Yup! LSD is very common, but lets face it. It takes a different kind of person to get up in front of a crowd, sing and try promote some crowd reaction. I know I can't do it!


----------



## Wild Bill (May 3, 2006)

*"The world goes as it will..."*



ne1roc said:


> Yup! LSD is very common, but lets face it. It takes a different kind of person to get up in front of a crowd, sing and try promote some crowd reaction. I know I can't do it!


The first band I ever worked for hired an extra guitarist to be the main vocalist/front man at the same time as me. After only one gig the other guys hated him, especially the original guitarist. Me also being "new", we were lumped together to share rooms.

I found the new front man to be a great guy and 35 years later he's still one of my closest friends. At the time I spent a lot of thought over why he was disliked (but they wouldn't fire him!) and came to some conclusions that might be similar in your case.

The new guitarist I'll call Irish and the original I'll call Kevin. Kevin was at the time a far better guitarist than Irish but when the band was on stage few noticed. All eyes were on Irish.
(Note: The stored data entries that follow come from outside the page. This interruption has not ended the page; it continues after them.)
PR #1402, opened 2026-06-24
load Maxar feature properties as structural metadata

### LINKED ISSUE #1356: GeoJSON tilesets: encode metadata in GeoJSON features
Using the tileset's metadata schema, the metadata in each GeoJSON feature should be encoded in the glTF.

timoore:
Load the feature data in MAXAR_content_geojson tiles as EXT_structural_metadata, along with the accompanying schema.

This depends on #1396, so either merge it first or withdraw it.

This is marked as draft awaiting some tests and verification that the schema is complete.


CesiumVectorData/include/CesiumVectorData/GltfConverter.h
```diff
@@ -32,11 +34,15 @@ class CESIUMVECTORDATA_API GltfConverter {
    *
    * @param geoJson The GeoJSON document.
    * @param ellipsoid The ellipsoid for GeoJSON coordinates.
+   * @param pSchema the converted MAXAR_content_geojson schema for the GeoJSON
+   * feature properties.
```
j9liu: We could word this more generically:
```suggestion
   * @param pSchema The @ref CesiumGltf::Schema to use for converting feature properties in the GeoJSON.
```

CesiumVectorData/include/CesiumVectorData/GltfConverter.h
```diff
@@ -32,11 +34,15 @@ class CESIUMVECTORDATA_API GltfConverter {
...
    * @returns A result object that includes the glTF Model and any errors.
    */
   static ConverterResult convert(
       const GeoJsonDocument& geoJson,
-      const CesiumGeospatial::Ellipsoid& ellipsoid);
+      const CesiumGeospatial::Ellipsoid& ellipsoid,
+      const CesiumUtility::IntrusivePointer<CesiumGltf::Schema>& pSchema);
```
j9liu: Perhaps `pSchema` should be optional (default `nullptr`) in case no schema is specified.

CesiumVectorData/src/GltfConverter.cpp
```diff
@@ -255,6 +260,191 @@ struct GltfConverterImpl {
...
+          }
+        }
+        metadataSize += pPropRep->buffer.size();
+        offsetsSize += pPropRep->offsets.size();
+      }
+    }
+    metadataBuffer.cesium.data.resize(metadataSize);
+    offsetsBuffer.cesium.data.resize(offsetsSize * sizeof(size_t));
+    size_t buffOffset = 0;
+    size_t offsetOffset = 0;
```
j9liu: An extra word might make this more understandable from a glance 😅 
```
    size_t offsetDataOffset = 0;
```

CesiumVectorData/src/GltfConverter.cpp
```diff
@@ -255,6 +260,191 @@ struct GltfConverterImpl {
...
+          if (offset == std::numeric_limits<size_t>::max()) {
+            offset = lastValidOffset;
+          } else {
+            lastValidOffset = offset;
+          }
+        }
+        metadataSize += pPropRep->buffer.size();
+        offsetsSize += pPropRep->offsets.size();
+      }
+    }
```
j9liu, line 322: Since we're going through and compacting the buffer data anyway to get its true size, it would be great if the offset type was downcasted from `size_t` to a smaller unsigned int when possible.

CesiumVectorData/src/GltfConverter.cpp
```diff
@@ -255,6 +260,191 @@ struct GltfConverterImpl {
...
+      if (!pGeoJsonObject) {
+        continue;
+      }
+      const GeoJsonFeature& feature = pGeoJsonObject->get<GeoJsonFeature>();
+      if (feature.properties) {
+        for (auto propIt = feature.properties->begin();
+             propIt != feature.properties->end();
+             ++propIt) {
+          const auto& [name, value] = *propIt;
+          if (value.isString()) {
```
j9liu: This is executing based on the type of `JsonValue`, rather than comparing against what's defined in `pSchema`. We should use the schema to decide how we handle these `JsonValue`s, and do our best to convert if a `JsonValue` is somehow the wrong type

CesiumVectorData/src/GltfConverter.cpp
```diff
@@ -255,6 +260,191 @@ struct GltfConverterImpl {
...
+            BufferView::Target::ARRAY_BUFFER,
+            int64_t(buffOffset),
+            int64_t(pPropRep->buffer.size()));
+        std::memcpy(
+            metadataBuffer.cesium.data.data() + buffOffset,
+            pPropRep->buffer.data(),
+            pPropRep->buffer.size());
+        for (size_t& offset : pPropRep->offsets) {
+          offset += buffOffset;
+        }
```
j9liu: I don't know if this is correct.[ Per the spec](https://github.com/CesiumGS/glTF/blob/320d97585c4ae7915c5fce65f34fb822203608ef/extensions/2.0/Vendor/EXT_structural_metadata/schema/propertyTable.property.schema.json#L29-L36), the `stringOffsets` are relative to the `offsets` buffer view it uses, not the underlying buffer data.

j9liu (commented):
Thanks for opening this PR @timoore. Ultimately my concern is the correctness of the conversion, which is difficult to verify from reading alone. Unit tests would greatly help with that.

We should test some data in Unreal to ensure they work with metadata picking/styling.

CesiumVectorData/include/CesiumVectorData/GltfConverter.h
timoore: I agree, but I'm not sure what the optional behavior should be. If there's not schema, should we create one based on the features that are present and still give access to the metadata?

CesiumVectorData/src/GltfConverter.cpp
timoore: I agree, but I think it's barely in scope for the work I'm doing. I will look at doing that once the rest seems to working well.

CesiumVectorData/src/GltfConverter.cpp
timoore: You're right!

CesiumVectorData/src/GltfConverter.cpp
timoore: I've reworked this to use the schema to drive the parsing and do some conversion too when it make sense.

CesiumVectorData/test/TestGltfConverter.cpp
```diff
@@ -70,4 +86,101 @@ TEST_CASE("Conversion from geoJSON to glTF") {
               featureIdView);
         });
   }
+  SUBCASE("GeoJSON metadata") {
+    const auto* metadata =
```
j9liu:
```
    const auto* pMetadata =
```

CesiumVectorData/include/CesiumVectorData/GltfConverter.h
j9liu, line 1: Please add a changelog entry for this!

j9liu (commented):
Thanks @timoore ! Just a few small comments:

j9liu (approved):
Thank you @timoore. Per our offline discussion we'll use the `TilesetContentLoader` workaround for now; I opened #1406 as an item to address later.

Just waiting on CI to complete before merge (will rerun the Windows 2022 fluke).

He was just exactly what he was hired to be - a great front man! He reacted to the crowd. He used a 50 ft cord and did solos from on top of tables. (this was the early 70's and very uncommon. Besides, clubs were bigger then) He smiled at the girls and grinned at the guys. He dressed in obvious stage clothes and changed outfits every set. The crowd loved him! All the cheers were for Irish and nobody really noticed Kevin.

As I said, Kevin was by far the better player. The other guys weren't slouches either. The problem was that none of them made any effort to the appearance of the band. The "showmanship", if you like. They went up in blue jeans and old T-shirts. Kevin stood there like a tree trunk planted on the stage, thinking that his amazing fingers should be enough!

What they didn't understand is that they weren't playing for other musicians. Ordinary folks don't have the background to appreciate deep guitar technique by itself. They were there to drink, dance and pick each other up. They were not there to write a review for "Guitar Player".

Irish gave them a great show! They had a helluva good time! They drank lots of beer and made the club owner very happy.

Not surprisingly, in the next few years the other guys dropped out of the scene to become posties or accountants or whatever. No shame in that of course. However, Irish formed his own cover band and kept playing for the next 20 years, until the changing economics made it no longer worthwhile. There are still club owners in the area who would give him a gig tomorrow if he called them up. In that scene, Kevin and the others are long forgotten. 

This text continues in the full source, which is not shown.